Copy out exactly the lines from the start of the data to the line containing "--- a/packages/system/src/background.ts". Include both.
**********
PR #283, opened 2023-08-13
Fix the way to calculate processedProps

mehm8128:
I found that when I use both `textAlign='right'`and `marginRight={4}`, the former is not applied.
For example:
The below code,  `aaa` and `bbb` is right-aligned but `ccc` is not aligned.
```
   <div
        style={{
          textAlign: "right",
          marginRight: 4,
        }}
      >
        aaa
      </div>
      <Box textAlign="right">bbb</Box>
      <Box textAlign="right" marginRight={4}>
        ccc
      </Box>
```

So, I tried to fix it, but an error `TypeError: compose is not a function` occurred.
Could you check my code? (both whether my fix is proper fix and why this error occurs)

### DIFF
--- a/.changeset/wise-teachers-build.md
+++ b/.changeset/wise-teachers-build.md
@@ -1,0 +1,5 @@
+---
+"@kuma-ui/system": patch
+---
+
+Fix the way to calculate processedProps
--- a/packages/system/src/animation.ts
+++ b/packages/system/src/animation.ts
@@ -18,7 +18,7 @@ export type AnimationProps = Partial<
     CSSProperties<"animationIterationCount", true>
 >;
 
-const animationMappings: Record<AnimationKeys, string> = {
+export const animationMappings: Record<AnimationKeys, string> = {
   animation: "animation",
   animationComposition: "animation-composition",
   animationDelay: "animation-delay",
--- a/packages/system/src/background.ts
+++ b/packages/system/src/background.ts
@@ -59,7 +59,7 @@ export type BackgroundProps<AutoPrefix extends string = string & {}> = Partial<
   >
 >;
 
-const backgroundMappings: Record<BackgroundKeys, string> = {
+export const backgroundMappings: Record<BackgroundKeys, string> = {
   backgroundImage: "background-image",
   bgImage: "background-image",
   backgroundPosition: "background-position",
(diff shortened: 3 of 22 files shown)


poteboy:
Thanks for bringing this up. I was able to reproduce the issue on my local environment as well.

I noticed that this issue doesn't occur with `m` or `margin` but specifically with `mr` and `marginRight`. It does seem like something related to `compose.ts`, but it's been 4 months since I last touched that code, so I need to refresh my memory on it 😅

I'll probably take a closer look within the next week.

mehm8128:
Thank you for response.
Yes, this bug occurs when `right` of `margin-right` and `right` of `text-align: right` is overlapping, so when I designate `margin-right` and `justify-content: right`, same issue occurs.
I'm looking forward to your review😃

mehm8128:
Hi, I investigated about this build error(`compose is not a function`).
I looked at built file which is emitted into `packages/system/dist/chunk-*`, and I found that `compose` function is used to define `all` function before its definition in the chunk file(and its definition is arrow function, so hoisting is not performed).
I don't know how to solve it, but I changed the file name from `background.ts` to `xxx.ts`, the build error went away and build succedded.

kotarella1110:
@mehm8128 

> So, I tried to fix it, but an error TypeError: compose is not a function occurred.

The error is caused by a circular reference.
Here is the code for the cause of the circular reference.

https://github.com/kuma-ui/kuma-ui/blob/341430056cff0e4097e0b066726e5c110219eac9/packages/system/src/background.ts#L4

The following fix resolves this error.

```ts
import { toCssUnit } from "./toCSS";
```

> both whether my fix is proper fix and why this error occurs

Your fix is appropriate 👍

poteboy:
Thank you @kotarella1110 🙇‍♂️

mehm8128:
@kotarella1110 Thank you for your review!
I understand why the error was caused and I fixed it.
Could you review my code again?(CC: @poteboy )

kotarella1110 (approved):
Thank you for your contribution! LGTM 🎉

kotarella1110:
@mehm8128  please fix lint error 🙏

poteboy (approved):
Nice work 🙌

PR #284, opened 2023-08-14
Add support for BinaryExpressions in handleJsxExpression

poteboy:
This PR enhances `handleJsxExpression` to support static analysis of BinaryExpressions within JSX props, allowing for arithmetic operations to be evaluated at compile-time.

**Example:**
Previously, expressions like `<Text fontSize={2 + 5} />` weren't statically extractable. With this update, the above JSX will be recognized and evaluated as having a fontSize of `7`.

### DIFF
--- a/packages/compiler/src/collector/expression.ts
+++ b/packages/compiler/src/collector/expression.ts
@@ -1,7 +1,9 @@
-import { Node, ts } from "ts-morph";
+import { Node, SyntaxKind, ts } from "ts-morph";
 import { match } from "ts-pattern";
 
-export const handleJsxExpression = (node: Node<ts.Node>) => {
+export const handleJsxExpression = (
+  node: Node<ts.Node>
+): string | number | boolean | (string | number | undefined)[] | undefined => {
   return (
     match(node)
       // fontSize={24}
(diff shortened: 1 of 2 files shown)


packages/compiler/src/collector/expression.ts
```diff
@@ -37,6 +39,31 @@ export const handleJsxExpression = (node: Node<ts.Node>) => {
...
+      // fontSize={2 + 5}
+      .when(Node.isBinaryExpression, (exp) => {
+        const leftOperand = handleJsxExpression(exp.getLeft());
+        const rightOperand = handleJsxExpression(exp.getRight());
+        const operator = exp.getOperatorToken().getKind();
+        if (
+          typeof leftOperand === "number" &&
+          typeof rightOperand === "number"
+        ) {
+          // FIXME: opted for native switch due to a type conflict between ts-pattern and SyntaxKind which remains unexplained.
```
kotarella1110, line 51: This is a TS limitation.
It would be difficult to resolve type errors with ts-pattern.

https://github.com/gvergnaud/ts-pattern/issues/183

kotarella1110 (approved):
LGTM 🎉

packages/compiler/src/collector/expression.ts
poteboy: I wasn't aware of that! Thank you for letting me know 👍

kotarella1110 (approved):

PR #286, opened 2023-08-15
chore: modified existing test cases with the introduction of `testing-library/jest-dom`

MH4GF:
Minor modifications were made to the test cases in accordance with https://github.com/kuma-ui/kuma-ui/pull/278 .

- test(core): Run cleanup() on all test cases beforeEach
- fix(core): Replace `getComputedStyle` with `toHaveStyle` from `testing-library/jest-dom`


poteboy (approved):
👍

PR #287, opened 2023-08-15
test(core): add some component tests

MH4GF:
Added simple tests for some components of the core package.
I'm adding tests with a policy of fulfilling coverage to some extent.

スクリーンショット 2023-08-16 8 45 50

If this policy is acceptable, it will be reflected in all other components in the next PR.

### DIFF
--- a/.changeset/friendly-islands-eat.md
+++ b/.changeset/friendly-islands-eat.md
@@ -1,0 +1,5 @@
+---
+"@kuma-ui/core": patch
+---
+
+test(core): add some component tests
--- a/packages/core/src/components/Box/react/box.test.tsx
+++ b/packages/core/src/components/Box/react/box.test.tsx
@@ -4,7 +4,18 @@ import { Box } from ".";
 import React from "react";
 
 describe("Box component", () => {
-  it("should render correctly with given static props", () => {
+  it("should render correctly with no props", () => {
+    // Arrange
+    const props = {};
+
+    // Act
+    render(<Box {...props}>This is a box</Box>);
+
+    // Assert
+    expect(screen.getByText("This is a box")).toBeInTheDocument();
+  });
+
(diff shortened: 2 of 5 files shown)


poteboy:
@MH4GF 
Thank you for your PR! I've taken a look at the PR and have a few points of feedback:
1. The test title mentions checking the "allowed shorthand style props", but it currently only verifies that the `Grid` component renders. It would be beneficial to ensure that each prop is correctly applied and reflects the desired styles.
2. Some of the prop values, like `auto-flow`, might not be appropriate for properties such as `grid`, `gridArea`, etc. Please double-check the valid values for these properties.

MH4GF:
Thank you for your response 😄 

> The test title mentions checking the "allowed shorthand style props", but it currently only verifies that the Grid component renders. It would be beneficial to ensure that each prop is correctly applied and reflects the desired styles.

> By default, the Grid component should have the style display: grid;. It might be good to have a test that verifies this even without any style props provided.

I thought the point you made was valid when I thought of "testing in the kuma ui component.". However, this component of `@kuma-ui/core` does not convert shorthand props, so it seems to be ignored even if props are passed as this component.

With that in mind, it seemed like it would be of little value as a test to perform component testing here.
**********
Exercise response:
PR #283, opened 2023-08-13
Fix the way to calculate processedProps

mehm8128:
I found that when I use both `textAlign='right'`and `marginRight={4}`, the former is not applied.
For example:
The below code,  `aaa` and `bbb` is right-aligned but `ccc` is not aligned.
```
   <div
        style={{
          textAlign: "right",
          marginRight: 4,
        }}
      >
        aaa
      </div>
      <Box textAlign="right">bbb</Box>
      <Box textAlign="right" marginRight={4}>
        ccc
      </Box>
```

So, I tried to fix it, but an error `TypeError: compose is not a function` occurred.
Could you check my code? (both whether my fix is proper fix and why this error occurs)

### DIFF
--- a/.changeset/wise-teachers-build.md
+++ b/.changeset/wise-teachers-build.md
@@ -1,0 +1,5 @@
+---
+"@kuma-ui/system": patch
+---
+
+Fix the way to calculate processedProps
--- a/packages/system/src/animation.ts
+++ b/packages/system/src/animation.ts
@@ -18,7 +18,7 @@ export type AnimationProps = Partial<
     CSSProperties<"animationIterationCount", true>
 >;
 
-const animationMappings: Record<AnimationKeys, string> = {
+export const animationMappings: Record<AnimationKeys, string> = {
   animation: "animation",
   animationComposition: "animation-composition",
   animationDelay: "animation-delay",
--- a/packages/system/src/background.ts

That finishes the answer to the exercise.